TASK BRIEF - Please return every line from the entries that has the string "disabled" in it.

── SOURCE RECORDS

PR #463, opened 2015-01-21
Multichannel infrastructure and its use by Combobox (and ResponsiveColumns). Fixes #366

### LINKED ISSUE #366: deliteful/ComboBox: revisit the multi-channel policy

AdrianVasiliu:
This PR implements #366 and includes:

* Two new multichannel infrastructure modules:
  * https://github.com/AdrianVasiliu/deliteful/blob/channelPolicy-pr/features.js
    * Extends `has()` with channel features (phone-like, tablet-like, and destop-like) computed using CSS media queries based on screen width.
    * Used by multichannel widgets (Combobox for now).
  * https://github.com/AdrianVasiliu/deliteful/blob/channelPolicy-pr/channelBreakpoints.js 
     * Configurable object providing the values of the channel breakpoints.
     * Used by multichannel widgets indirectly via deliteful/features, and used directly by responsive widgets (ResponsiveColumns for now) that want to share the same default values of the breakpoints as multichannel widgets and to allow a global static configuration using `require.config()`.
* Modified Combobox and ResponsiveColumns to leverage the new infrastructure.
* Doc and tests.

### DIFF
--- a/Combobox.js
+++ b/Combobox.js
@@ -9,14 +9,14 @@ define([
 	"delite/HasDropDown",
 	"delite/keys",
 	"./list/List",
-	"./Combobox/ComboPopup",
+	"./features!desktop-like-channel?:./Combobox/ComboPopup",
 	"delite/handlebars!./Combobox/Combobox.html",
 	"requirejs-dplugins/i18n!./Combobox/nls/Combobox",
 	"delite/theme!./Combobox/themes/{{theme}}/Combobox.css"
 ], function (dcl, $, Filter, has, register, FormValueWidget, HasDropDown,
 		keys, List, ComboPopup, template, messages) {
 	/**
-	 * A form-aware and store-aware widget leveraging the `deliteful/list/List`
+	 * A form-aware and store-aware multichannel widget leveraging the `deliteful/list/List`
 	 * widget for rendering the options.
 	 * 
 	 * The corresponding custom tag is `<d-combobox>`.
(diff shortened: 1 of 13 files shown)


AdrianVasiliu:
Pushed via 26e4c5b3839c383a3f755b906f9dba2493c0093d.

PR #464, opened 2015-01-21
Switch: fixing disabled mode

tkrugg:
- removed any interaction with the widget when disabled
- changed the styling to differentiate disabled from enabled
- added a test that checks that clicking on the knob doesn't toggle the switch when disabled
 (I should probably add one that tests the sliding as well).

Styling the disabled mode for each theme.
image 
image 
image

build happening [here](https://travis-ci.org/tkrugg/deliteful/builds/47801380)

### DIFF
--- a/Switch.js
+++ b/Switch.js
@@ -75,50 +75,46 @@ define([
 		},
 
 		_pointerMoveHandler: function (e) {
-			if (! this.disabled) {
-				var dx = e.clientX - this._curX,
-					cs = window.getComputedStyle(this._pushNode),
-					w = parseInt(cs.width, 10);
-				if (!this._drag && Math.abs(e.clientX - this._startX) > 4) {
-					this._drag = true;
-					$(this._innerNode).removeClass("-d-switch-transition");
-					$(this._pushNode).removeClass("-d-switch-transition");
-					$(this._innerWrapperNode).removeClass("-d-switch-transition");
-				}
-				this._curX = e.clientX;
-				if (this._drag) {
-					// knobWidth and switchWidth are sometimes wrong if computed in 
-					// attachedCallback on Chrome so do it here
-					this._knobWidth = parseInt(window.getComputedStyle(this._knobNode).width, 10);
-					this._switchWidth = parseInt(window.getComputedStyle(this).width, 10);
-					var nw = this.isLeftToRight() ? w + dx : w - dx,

────

ANSWER TO THIS EXERCISE -
Switch: fixing disabled mode
- removed any interaction with the widget when disabled
- changed the styling to differentiate disabled from enabled
- added a test that checks that clicking on the knob doesn't toggle the switch when disabled
Styling the disabled mode for each theme.
-			if (! this.disabled) {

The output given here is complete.